Abstract:
Objective To investigate the diagnostic value of photoplethysmography (PPG) in the detection of obstructive sleep apnea syndrome (OSAS) among critically ill patients with respiratory or cardiocerebrovascular diseases accompanied by snoring.
Methods A total of 91 critically ill patients with respiratory or cardiocerebrovascular diseases accompanied by snoring, admitted to the internal medicine ward of Subei People's Hospital from January 2019 to October 2023 were enrolled. After informed consent, overnight polysomnography (PSG) and PPG were performed. The consistency of the sleep apnea parameters obtained of the two methods by sensitivity, specificity, positive predictive value, negative predictive value, and the area under the receiver operating characteristic (ROC) curve.
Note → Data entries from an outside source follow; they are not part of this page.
PR #8937, opened 2020-02-12
FEATURE: adds a new plugin api to decorate plugin outlets

jjaffeux:
```
api.decoratePluginOutlet(
  "discovery-list-container-top",
  elem => {
    if (elem.classList.contains("foo")) {
      elem.style.backgroundColor = "yellow";
    }
  }
);
```


app/assets/javascripts/discourse/lib/plugin-api.js.es6
```diff
@@ -983,6 +984,31 @@ class PluginApi {
   addGlobalNotice(id, text, options) {
     addGlobalNotice(id, text, options);
   }
+
+  /**
+   * Used for decorating the `cooked` content of a a plugin-outlet after it's been rendered
```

Results There were no statistically significant differences in apnea-hypopnea index (AHI), total sleep time, lowest oxygen saturation, and time with oxygen saturation below 90% between PPG and PSG (P>0.05). When AHI≥ 5 times/h and AHI≥15 times/h, the diagnostic sensitivity of the patients in this group was 94.37% and 93.10%, respectively, with specificities of 73.68% and 90.91%, positive predictive values of 91.78% and 94.74%, and negative predictive values of 77.78% and 88.23%, and areas under the ROC curves were 0.961 and 0.982, respectively. For critically ill patients with respiratory diseases, the diagnostic sensitivity was 89.29% and 87.10%, respectively, with specificities of 84.62% and 80.00%, positive predictive values of 92.59% and 93.10%, and negative predictive values of 78.57% and 72.72%, and the areas under the ROC curves were 0.978 and 0.987, respectively. For critically ill patients with cardiocerebrovascular diseases, the diagnostic sensitivity was 87.18% and 90.32%, respectively, with specificities of 83.33% and 89.47%, positive predictive values of 91.89% and 99.63%, and negative predictive values of 78.57% and 85.56%, and the areas under the ROC curves were 0.942 and 0.986, respectively.
Conclusion PPG monitoring results show high consistency with PSG in critically ill patients with respiratory and cardiocerebrovascular diseases combined with OSAS.